PROBLEM STATEMENT »
Of all the lines in the entries below, give again exactly those starting at the line containing "we should really" and ending at the line containing "Paper doors are", both ends included, and no others.

BEGIN PROVIDED DATA

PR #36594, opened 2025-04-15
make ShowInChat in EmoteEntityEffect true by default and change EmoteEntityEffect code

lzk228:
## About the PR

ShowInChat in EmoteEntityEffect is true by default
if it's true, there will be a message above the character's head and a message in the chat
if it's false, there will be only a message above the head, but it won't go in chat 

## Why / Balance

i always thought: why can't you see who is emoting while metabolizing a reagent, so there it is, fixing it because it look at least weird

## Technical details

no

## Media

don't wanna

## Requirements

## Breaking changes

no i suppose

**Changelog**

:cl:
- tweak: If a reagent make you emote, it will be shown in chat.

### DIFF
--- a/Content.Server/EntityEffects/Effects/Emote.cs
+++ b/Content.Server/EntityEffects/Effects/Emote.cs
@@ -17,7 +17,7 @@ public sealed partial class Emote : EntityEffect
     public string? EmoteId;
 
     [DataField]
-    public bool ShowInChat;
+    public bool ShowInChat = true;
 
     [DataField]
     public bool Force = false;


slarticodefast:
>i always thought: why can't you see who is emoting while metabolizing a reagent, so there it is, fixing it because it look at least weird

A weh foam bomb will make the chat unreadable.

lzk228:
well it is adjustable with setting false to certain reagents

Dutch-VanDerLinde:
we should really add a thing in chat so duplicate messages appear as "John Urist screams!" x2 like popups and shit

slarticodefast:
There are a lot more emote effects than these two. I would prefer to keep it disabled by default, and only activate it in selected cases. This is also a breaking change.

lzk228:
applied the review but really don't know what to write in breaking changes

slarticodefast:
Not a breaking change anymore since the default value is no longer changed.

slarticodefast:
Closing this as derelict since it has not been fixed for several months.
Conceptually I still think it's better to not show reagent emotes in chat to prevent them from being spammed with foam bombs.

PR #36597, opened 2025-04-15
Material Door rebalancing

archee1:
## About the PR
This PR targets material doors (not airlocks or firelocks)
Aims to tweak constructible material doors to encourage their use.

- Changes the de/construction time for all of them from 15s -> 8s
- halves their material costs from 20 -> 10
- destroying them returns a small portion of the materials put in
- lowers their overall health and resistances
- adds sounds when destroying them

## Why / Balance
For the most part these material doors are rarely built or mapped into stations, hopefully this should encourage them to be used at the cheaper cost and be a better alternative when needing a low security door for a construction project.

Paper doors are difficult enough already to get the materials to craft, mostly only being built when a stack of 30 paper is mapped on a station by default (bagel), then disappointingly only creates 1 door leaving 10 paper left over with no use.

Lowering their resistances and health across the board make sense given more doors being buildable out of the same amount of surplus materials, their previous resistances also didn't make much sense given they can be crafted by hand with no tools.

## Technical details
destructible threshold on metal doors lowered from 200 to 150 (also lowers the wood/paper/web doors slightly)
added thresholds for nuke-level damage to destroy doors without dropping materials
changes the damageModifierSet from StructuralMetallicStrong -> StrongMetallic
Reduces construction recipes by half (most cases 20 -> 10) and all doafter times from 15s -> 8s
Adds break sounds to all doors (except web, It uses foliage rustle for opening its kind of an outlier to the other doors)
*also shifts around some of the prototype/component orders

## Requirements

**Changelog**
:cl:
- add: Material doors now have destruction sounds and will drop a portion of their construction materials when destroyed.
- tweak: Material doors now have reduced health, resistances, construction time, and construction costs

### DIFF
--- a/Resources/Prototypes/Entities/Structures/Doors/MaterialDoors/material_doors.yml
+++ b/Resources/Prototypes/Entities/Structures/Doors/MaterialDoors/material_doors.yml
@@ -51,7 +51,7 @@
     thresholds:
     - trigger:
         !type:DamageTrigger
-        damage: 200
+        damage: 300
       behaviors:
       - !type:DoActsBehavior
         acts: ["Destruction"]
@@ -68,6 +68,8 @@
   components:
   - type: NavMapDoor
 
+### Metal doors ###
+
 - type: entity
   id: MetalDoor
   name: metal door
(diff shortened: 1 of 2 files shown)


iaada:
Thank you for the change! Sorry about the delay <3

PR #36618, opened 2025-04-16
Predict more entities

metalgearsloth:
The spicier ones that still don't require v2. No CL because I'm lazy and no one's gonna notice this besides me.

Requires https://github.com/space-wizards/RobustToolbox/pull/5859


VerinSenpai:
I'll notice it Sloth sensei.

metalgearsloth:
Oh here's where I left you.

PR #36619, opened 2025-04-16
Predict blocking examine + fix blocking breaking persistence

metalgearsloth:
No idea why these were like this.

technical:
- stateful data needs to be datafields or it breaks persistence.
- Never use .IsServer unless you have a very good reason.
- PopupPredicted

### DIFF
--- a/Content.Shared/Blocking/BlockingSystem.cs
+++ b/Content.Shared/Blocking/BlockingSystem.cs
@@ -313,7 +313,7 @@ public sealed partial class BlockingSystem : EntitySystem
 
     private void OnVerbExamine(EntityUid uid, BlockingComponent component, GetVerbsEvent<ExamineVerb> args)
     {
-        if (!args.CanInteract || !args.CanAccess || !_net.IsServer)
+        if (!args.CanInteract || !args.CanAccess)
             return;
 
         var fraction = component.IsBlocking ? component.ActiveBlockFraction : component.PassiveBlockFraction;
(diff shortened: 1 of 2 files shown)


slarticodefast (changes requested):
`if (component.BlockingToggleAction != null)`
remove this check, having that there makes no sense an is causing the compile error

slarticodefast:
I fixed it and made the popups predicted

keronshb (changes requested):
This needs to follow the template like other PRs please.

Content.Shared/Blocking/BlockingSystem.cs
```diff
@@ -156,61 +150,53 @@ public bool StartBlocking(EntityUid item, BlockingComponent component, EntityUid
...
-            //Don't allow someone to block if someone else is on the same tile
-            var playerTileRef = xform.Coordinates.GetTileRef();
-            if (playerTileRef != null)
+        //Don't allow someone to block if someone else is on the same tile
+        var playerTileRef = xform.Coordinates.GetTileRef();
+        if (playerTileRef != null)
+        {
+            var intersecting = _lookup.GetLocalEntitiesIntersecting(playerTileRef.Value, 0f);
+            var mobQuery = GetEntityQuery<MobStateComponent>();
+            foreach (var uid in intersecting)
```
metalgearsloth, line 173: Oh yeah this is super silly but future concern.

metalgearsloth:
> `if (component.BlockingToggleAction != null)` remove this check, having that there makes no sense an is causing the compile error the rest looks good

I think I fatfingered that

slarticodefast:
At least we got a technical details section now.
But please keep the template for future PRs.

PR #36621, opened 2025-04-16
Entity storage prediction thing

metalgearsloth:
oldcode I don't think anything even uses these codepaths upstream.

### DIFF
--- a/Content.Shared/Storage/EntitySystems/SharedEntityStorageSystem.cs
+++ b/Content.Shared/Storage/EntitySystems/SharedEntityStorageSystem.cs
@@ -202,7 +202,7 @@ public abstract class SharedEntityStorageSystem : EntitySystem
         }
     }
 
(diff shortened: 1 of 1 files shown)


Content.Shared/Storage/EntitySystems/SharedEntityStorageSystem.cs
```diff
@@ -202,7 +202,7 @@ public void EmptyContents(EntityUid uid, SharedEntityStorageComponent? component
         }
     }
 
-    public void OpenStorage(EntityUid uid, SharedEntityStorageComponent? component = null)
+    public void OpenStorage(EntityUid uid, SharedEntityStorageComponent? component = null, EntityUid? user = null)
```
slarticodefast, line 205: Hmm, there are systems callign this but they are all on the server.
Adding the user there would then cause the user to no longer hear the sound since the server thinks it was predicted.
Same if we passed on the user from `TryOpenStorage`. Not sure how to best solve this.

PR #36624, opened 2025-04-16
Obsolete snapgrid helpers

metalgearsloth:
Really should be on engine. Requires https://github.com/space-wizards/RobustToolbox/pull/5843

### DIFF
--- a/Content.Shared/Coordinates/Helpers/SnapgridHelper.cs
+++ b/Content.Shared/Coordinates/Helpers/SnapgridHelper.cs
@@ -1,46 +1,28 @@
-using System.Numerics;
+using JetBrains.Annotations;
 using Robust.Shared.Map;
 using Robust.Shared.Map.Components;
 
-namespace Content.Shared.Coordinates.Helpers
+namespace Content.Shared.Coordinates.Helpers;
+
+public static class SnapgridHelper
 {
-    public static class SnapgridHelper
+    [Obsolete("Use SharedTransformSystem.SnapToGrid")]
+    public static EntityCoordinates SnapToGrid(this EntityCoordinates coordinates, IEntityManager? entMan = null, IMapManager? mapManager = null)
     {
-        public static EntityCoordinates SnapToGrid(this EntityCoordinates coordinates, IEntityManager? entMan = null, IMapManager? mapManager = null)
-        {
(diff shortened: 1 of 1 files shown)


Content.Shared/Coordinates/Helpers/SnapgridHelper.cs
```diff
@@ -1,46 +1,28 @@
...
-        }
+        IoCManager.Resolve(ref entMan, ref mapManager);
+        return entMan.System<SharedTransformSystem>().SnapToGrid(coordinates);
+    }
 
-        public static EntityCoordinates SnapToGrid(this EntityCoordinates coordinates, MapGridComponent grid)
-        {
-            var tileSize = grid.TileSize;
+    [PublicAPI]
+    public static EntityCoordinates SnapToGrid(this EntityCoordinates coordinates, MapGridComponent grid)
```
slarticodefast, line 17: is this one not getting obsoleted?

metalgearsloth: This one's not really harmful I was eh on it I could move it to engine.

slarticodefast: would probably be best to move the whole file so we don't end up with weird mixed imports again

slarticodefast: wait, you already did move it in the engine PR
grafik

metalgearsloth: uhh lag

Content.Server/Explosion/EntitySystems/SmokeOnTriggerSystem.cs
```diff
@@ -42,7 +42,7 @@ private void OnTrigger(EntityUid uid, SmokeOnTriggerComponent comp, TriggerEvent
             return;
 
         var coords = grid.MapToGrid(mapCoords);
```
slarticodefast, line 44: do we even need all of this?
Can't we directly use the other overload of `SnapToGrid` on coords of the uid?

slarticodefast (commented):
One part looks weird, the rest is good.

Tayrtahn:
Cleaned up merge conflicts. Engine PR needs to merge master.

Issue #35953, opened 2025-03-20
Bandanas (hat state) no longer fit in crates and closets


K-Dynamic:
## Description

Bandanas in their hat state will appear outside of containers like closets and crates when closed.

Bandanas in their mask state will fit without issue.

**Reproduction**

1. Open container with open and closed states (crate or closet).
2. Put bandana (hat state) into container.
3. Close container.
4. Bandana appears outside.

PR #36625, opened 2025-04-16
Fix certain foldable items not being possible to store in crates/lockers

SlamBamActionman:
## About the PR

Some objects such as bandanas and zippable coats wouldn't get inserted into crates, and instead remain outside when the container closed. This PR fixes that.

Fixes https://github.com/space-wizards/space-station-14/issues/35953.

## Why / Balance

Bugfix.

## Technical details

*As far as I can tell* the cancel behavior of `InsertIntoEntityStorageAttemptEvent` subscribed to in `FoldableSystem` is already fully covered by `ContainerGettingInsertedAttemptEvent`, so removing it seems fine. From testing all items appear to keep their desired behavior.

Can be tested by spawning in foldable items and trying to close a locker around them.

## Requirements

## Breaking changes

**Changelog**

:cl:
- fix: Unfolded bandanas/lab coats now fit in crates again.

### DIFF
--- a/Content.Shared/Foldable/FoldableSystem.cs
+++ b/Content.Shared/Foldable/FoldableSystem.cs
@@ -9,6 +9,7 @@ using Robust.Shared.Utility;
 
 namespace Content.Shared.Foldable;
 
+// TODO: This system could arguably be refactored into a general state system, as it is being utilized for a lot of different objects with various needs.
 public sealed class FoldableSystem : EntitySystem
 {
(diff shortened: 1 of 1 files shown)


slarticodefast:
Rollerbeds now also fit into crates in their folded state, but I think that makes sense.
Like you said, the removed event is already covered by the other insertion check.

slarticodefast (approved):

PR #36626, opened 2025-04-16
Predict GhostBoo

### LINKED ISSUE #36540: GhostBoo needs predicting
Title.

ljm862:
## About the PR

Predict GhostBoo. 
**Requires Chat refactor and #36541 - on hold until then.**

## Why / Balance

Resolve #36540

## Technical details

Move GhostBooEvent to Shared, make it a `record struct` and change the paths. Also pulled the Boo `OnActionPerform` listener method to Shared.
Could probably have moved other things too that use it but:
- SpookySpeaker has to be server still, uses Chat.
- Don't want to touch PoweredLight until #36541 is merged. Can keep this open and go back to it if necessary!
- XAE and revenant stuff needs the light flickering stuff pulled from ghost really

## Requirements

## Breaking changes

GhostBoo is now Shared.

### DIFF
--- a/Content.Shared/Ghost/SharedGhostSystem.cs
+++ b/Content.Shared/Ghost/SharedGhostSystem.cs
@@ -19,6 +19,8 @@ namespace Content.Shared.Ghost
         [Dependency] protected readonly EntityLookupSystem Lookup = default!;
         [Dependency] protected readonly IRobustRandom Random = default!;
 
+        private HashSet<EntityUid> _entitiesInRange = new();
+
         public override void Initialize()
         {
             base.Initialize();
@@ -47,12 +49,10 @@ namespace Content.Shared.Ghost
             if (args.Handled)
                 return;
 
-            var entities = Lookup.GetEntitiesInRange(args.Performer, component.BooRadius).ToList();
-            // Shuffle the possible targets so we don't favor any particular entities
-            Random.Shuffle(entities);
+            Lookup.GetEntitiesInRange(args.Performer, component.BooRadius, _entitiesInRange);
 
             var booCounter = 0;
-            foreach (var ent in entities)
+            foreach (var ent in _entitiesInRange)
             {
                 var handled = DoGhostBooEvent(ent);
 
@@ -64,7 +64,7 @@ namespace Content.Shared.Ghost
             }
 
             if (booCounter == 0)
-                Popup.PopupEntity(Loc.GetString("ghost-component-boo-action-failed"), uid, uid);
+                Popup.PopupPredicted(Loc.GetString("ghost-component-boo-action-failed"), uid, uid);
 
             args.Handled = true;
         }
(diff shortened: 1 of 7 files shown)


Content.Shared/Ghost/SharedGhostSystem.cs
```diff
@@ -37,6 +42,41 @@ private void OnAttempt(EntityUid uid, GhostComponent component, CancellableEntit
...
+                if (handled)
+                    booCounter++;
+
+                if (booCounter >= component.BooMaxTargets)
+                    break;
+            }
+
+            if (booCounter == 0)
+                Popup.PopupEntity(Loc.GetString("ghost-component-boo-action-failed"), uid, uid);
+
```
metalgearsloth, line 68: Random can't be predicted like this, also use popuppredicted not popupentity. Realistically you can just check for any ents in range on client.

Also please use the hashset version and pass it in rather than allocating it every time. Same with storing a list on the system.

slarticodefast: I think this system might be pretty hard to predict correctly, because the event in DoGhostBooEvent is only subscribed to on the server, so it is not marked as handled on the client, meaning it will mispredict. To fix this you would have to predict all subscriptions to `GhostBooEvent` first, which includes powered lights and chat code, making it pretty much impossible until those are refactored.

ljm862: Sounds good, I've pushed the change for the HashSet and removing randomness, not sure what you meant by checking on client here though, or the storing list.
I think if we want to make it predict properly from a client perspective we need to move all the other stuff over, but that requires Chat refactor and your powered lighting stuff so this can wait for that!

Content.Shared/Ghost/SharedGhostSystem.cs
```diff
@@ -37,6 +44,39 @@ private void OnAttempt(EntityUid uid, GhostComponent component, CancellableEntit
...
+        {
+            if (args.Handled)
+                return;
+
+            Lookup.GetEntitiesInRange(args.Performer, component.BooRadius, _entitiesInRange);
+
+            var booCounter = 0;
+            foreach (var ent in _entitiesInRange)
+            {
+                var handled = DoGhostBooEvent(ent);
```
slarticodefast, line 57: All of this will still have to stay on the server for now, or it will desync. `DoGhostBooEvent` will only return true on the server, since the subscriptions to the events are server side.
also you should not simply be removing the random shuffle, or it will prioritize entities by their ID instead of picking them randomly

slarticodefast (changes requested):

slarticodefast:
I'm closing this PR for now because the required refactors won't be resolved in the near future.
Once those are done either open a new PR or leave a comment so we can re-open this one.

END PROVIDED DATA

EXERCISE RESPONSE »
we should really add a thing in chat so duplicate messages appear as "John Urist screams!" x2 like popups and shit

slarticodefast:
There are a lot more emote effects than these two. I would prefer to keep it disabled by default, and only activate it in selected cases. This is also a breaking change.

lzk228:
applied the review but really don't know what to write in breaking changes

slarticodefast:
Not a breaking change anymore since the default value is no longer changed.

slarticodefast:
Closing this as derelict since it has not been fixed for several months.
Conceptually I still think it's better to not show reagent emotes in chat to prevent them from being spammed with foam bombs.

PR #36597, opened 2025-04-15
Material Door rebalancing

archee1:
## About the PR
This PR targets material doors (not airlocks or firelocks)
Aims to tweak constructible material doors to encourage their use.

- Changes the de/construction time for all of them from 15s -> 8s
- halves their material costs from 20 -> 10
- destroying them returns a small portion of the materials put in
- lowers their overall health and resistances
- adds sounds when destroying them

## Why / Balance
For the most part these material doors are rarely built or mapped into stations, hopefully this should encourage them to be used at the cheaper cost and be a better alternative when needing a low security door for a construction project.

Paper doors are difficult enough already to get the materials to craft, mostly only being built when a stack of 30 paper is mapped on a station by default (bagel), then disappointingly only creates 1 door leaving 10 paper left over with no use.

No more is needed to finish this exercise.